Excerpted data START

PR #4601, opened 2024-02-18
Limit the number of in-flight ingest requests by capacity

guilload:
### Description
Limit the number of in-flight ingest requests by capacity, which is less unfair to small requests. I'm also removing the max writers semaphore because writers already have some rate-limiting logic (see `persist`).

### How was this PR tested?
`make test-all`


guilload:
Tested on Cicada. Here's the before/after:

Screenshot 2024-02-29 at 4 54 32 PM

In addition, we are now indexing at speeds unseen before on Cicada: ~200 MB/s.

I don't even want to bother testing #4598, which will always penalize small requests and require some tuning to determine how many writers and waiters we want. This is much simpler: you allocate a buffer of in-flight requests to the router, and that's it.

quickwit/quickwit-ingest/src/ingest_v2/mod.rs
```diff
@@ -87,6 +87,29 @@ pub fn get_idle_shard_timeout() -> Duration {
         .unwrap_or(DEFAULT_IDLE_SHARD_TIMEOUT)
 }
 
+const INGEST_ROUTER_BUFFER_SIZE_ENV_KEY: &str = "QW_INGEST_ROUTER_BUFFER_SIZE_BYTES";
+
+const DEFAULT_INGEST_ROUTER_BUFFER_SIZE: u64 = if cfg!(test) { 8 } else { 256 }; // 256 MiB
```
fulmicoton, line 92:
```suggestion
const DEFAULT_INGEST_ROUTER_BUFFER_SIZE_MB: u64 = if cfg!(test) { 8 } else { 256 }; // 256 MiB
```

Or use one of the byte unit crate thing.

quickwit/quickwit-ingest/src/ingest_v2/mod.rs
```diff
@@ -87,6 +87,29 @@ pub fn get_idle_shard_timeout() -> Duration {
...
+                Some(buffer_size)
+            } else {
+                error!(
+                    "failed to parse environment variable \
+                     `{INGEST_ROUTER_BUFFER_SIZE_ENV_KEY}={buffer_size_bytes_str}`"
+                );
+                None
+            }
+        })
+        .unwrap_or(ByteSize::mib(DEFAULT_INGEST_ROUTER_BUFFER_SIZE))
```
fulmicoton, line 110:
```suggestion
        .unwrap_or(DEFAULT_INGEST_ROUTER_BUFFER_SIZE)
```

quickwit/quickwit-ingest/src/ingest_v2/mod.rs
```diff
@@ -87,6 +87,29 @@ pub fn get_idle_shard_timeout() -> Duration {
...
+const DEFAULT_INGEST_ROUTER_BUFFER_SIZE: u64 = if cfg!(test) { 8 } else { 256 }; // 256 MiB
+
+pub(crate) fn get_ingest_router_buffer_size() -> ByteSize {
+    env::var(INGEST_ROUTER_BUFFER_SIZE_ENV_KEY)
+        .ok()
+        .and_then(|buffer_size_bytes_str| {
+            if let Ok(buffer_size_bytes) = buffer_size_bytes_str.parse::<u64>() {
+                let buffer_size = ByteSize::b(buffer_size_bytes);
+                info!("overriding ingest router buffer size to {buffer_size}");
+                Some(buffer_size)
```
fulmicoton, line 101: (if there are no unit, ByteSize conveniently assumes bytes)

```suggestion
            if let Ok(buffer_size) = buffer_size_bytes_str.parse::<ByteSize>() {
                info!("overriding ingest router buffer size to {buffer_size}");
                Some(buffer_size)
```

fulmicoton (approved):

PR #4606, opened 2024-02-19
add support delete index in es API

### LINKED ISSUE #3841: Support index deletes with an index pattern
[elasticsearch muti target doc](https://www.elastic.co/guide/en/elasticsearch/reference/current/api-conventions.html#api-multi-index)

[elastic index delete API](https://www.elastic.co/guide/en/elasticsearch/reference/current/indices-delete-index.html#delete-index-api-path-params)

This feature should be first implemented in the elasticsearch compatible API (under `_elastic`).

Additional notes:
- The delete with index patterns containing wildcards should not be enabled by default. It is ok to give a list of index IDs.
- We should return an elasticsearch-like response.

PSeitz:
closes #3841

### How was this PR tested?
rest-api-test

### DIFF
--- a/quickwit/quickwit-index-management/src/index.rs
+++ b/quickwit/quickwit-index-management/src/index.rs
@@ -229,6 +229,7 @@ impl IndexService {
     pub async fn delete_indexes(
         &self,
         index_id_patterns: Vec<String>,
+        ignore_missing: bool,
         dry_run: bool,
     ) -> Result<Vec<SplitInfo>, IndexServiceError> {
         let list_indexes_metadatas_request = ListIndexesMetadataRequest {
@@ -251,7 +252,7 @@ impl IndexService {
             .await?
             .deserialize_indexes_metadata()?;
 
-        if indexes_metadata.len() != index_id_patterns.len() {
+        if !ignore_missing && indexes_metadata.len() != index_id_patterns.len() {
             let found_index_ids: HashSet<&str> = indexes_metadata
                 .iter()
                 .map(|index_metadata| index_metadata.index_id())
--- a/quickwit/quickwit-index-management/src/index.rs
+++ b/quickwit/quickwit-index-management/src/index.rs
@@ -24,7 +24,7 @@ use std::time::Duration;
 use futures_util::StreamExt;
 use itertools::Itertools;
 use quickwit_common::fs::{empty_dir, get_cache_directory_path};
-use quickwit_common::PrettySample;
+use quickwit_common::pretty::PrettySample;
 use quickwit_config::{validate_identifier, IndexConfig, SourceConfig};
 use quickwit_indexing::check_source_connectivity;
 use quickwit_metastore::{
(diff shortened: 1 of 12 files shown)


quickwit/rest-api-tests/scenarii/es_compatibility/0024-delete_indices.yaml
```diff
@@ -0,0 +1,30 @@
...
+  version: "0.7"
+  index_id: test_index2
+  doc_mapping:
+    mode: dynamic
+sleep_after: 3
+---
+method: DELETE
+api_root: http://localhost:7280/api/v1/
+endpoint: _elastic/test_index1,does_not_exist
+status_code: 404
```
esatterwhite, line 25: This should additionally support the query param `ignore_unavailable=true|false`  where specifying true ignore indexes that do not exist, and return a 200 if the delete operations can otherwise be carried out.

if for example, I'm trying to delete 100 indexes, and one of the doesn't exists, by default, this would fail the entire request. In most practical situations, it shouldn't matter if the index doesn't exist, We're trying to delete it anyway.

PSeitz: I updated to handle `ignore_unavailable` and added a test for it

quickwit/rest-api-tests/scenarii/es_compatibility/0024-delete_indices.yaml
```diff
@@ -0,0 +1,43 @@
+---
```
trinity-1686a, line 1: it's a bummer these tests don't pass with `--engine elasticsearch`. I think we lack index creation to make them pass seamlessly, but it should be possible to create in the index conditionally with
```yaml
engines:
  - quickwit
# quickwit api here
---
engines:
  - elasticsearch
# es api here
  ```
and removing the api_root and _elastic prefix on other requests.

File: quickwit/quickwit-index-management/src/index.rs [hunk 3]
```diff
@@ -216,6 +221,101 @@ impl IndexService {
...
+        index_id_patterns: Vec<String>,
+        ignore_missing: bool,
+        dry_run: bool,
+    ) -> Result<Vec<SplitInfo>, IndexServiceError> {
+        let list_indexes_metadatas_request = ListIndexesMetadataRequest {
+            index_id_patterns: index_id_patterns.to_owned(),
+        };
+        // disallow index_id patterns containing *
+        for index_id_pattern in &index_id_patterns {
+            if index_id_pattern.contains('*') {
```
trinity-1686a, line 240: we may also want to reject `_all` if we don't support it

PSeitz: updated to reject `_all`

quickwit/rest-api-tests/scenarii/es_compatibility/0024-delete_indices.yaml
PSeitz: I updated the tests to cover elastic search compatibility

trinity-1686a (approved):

Excerpted data END

Your goal:
Each line above that contains the string "html" should be identified and copied.

Exercise result:
[elasticsearch muti target doc](https://www.elastic.co/guide/en/elasticsearch/reference/current/api-conventions.html#api-multi-index)
[elastic index delete API](https://www.elastic.co/guide/en/elasticsearch/reference/current/indices-delete-index.html#delete-index-api-path-params)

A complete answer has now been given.